# Film in paper developer?



## doobs (Aug 13, 2008)

I've got some Agfa Neutol paper developer sitting around and I'm out of film developer, however, I've got a bunch of film that needs developing. Rather than wait to have chemicals come to me, why not use what I have? The question is this: can I use said Neutol as a film developer? Has anyone done it before? What will I need to do?


----------



## Jeff Canes (Aug 13, 2008)

Have heard of people using paper developers for film, but other than ortho film I&#8217;ve no personally experience

Check the massive dev chart
http://www.digitaltruth.com/devchart.html

forget that, ortho is the only film on the list


----------



## ann (Aug 14, 2008)

yes, it has been done, usually with dektol, but you could give it a try, expect a lot of unusal grain.


----------



## nealjpage (Aug 14, 2008)

I've used Dektol.  I'm assuming, Doobs, that you'll have to dilute that developer substantially because paper developers are designed to work fast...Where's Helen when you need her?  This seems right up her alley... ;-)


----------



## doobs (Aug 14, 2008)

Haha, yeah, Neal, I was hoping for a response from her. 

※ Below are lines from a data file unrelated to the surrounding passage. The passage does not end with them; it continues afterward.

PR #365, opened 2025-01-13
Define hosted providers NodePools and NodeGroups schema as a pointer

valaparthvi:
## Issue: 

Some API requests sent via r/shepherd do not yield the same result as those sent directly to r/rancher, even though the Specs are similar for both, especially when setting a key to an empty object or nil.

## Problem

While automating a test case for EKS to test if deleting all nodegroups resulted in error, I discovered that sending the request via r/shepherd did not give the same result as when sending a request directly to r/rancher. 

The following happens when a request is sent:
>- raw JSON request -> server: server catches the empty array/slice, therefore safety net error thrown
>- shepherd -> JSON encoding (it loses the omitempty fields, not just this one but others omitempties too) -> request -> server: cause it was not there at the first place, it’s lost even before we made the request, no errors cause no changes related to that in that request body
 
## Solution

I figured the bit about the grain, but I wasn't sure of the dilution or times.


----------



## ksmattfish (Aug 14, 2008)

Back in Photo 101 the lab tech accidentally filled the D-76 jugs with Dektol.  I developed a couple of rolls of Tmax 400 in it.  The grain was significantly coarser than normal.


----------



## doobs (Aug 18, 2008)

ksmattfish said:


> Back in Photo 101 the lab tech accidentally filled the D-76 jugs with Dektol.  I developed a couple of rolls of Tmax 400 in it.  The grain was significantly coarser than normal.



How was the exposure? Did you develop for the standard time?


----------